> [ACTIVITY]: Transcribe the records below. Leave every word as it is.

ENTRIES PROVIDED section start

PR #7908, opened 2024-11-26
[FIRRTL] Rip out OMIRTracker and logic that uses it.

mikeurbach:
This was used in the old legacy OMIR JSON system. Now that is gone, we don't need to support this annotation. Furthermore, the canBeDeleted logic on annotations will always return false, since we don't actually see this annotation any more. That means we can just get rid of that method, and fix up all the call sites to reflect the fact that it would have always returned false.


mikeurbach:
Thanks for pushing this through!

PR #7909, opened 2024-11-27
[FIRRTL] FoldRegMems: insert new ops into same block as memory

rwy7:
Before this PR, FoldRegMems would construct new ops in the "body of the parent FModuleOp". We need to place these ops in the same block as the memory.

This PR fixes a bug where, when a memory under a layerblock was canonicalized to a register, the register would be placed at the original location of the memory (under the layerblock), but its readers would be placed outside the layerblock, resulting in a dominance checking error.


seldridge (approved):
I see utility and simplicity in this approach of relocating the register to the end. This will likely produce worse Verilog in the output unless a later pass comes and reorders things to remove the temporary wire. That said, this optimization is so rare anyway and this patch fixes a known bug re: layers.

LGTM

PR #9081, opened 2025-10-10
[LLHD] Add new RefType to replace hw::InOutType

fabianschuiki:
Add a `RefType` to the LLHD dialect and replace all uses of HW's `InOutType` across the LLHD dialect and the ImportVerilog pipeline. We have been abusing the inout type to mean "signal/variable reference", which becomes problematic if we are trying to place `!llhd.time` or `!llvm.ptr` values behind such a reference. (The HW inout type requires the inner type to be a plain hardware value.)

This change now allows the circt-verilog frontend to generate variables with the `time` type and treat them just like any other type.

Most of the changes here are just systematic name replacements. I have also removed a few `qualified(...)` wrappers around types and made sure that when an op is known to accept or return a ref type, the printer would just print `<T>` instead of `!llhd.ref<T>`. This is the default behavior for unambiguous types, but sometimes this gets lost when explicitly askign for qualified types, or using `functional-type`.

### DIFF
--- a/include/circt/Dialect/LLHD/IR/LLHDTypes.td
+++ b/include/circt/Dialect/LLHD/IR/LLHDTypes.td
@@ -35,6 +35,46 @@ def LLHDTimeType : LLHDType<"Time"> {
   let mnemonic = "time";
 }
 
+def RefType : LLHDType<"Ref"> {
+  let summary = "a reference to a signal or variable";
+  let description = [{
+    Represents a reference to a value. Signals return a reference to the
+    underlying value, which allows them to be probed or driven.
+  }];
+  let mnemonic = "ref";
+  let parameters = (ins "Type":$nestedType);
+  let assemblyFormat = "`<` $nestedType `>`";
+  let builders = [
+    AttrBuilderWithInferredContext<(ins "Type":$nestedType), [{
+      return $_get(nestedType.getContext(), nestedType);
+    }]>
+  ];
+}
+
+//===----------------------------------------------------------------------===//
+// Type Constraints
+//===----------------------------------------------------------------------===//
+
+
+/// A ref type with a specific nested type.
+class RefTypeOf<Type type> : ConfinedType<RefType,
+  [SubstLeaves<"$_self", "cast<llhd::RefType>($_self).getNestedType()",
+               type.predicate>],
+  "ref of " # type.summary, "llhd::RefType"
+> {
+  Type nestedType = type;
+}
+
+class TypeMatchesRefNestedType<string type, string refType> : TypesMatchWith<
+  type # " type must match " # refType # " ref element type",
+  type, refType, "RefType::get($_self)"
+>;
+
+class RefNestedTypeMatchesType<string refType, string type> : TypesMatchWith<
+  refType # " ref element type must match " # type # " type",
+  refType, type, "cast<RefType>($_self).getNestedType()"
+>;
+
 //===----------------------------------------------------------------------===//
 // Attribute declarations
 //===----------------------------------------------------------------------===//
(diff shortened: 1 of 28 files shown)


lib/Conversion/MooreToCore/MooreToCore.cpp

ENTRIES PROVIDED section end

> [TASK RESPONSE]:
PR #7908, opened 2024-11-26
[FIRRTL] Rip out OMIRTracker and logic that uses it.

mikeurbach:
This was used in the old legacy OMIR JSON system. Now that is gone, we don't need to support this annotation. Furthermore, the canBeDeleted logic on annotations will always return false, since we don't actually see this annotation any more. That means we can just get rid of that method, and fix up all the call sites to reflect the fact that it would have always returned false.


mikeurbach:
Thanks for pushing this through!

PR #7909, opened 2024-11-27
[FIRRTL] FoldRegMems: insert new ops into same block as memory

rwy7:
Before this PR, FoldRegMems would construct new ops in the "body of the parent FModuleOp". We need to place these ops in the same block as the memory.

This PR fixes a bug where, when a memory under a layerblock was canonicalized to a register, the register would be placed at the original location of the memory (under the layerblock), but its readers would be placed outside the layerblock, resulting in a dominance checking error.


seldridge (approved):
I see utility and simplicity in this approach of relocating the register to the end. This will likely produce worse Verilog in the output unless a later pass comes and reorders things to remove the temporary wire. That said, this optimization is so rare anyway and this patch fixes a known bug re: layers.

LGTM

PR #9081, opened 2025-10-10
[LLHD] Add new RefType to replace hw::InOutType

fabianschuiki:
Add a `RefType` to the LLHD dialect and replace all uses of HW's `InOutType` across the LLHD dialect and the ImportVerilog pipeline. We have been abusing the inout type to mean "signal/variable reference", which becomes problematic if we are trying to place `!llhd.time` or `!llvm.ptr` values behind such a reference. (The HW inout type requires the inner type to be a plain hardware value.)

This change now allows the circt-verilog frontend to generate variables with the `time` type and treat them just like any other type.

Most of the changes here are just systematic name replacements. I have also removed a few `qualified(...)` wrappers around types and made sure that when an op is known to accept or return a ref type, the printer would just print `<T>` instead of `!llhd.ref<T>`. This is the default behavior for unambiguous types, but sometimes this gets lost when explicitly askign for qualified types, or using `functional-type`.

### DIFF
--- a/include/circt/Dialect/LLHD/IR/LLHDTypes.td
+++ b/include/circt/Dialect/LLHD/IR/LLHDTypes.td
@@ -35,6 +35,46 @@ def LLHDTimeType : LLHDType<"Time"> {
   let mnemonic = "time";
 }
 
+def RefType : LLHDType<"Ref"> {
+  let summary = "a reference to a signal or variable";
+  let description = [{
+    Represents a reference to a value. Signals return a reference to the
+    underlying value, which allows them to be probed or driven.
+  }];
+  let mnemonic = "ref";
+  let parameters = (ins "Type":$nestedType);
+  let assemblyFormat = "`<` $nestedType `>`";
+  let builders = [
+    AttrBuilderWithInferredContext<(ins "Type":$nestedType), [{
+      return $_get(nestedType.getContext(), nestedType);
+    }]>
+  ];
+}
+
+//===----------------------------------------------------------------------===//
+// Type Constraints
+//===----------------------------------------------------------------------===//
+
+
+/// A ref type with a specific nested type.
+class RefTypeOf<Type type> : ConfinedType<RefType,
+  [SubstLeaves<"$_self", "cast<llhd::RefType>($_self).getNestedType()",
+               type.predicate>],
+  "ref of " # type.summary, "llhd::RefType"
+> {
+  Type nestedType = type;
+}
+
+class TypeMatchesRefNestedType<string type, string refType> : TypesMatchWith<
+  type # " type must match " # refType # " ref element type",
+  type, refType, "RefType::get($_self)"
+>;
+
+class RefNestedTypeMatchesType<string refType, string type> : TypesMatchWith<
+  refType # " ref element type must match " # type # " type",
+  refType, type, "cast<RefType>($_self).getNestedType()"
+>;
+
 //===----------------------------------------------------------------------===//
 // Attribute declarations
 //===----------------------------------------------------------------------===//
(diff shortened: 1 of 28 files shown)


lib/Conversion/MooreToCore/MooreToCore.cpp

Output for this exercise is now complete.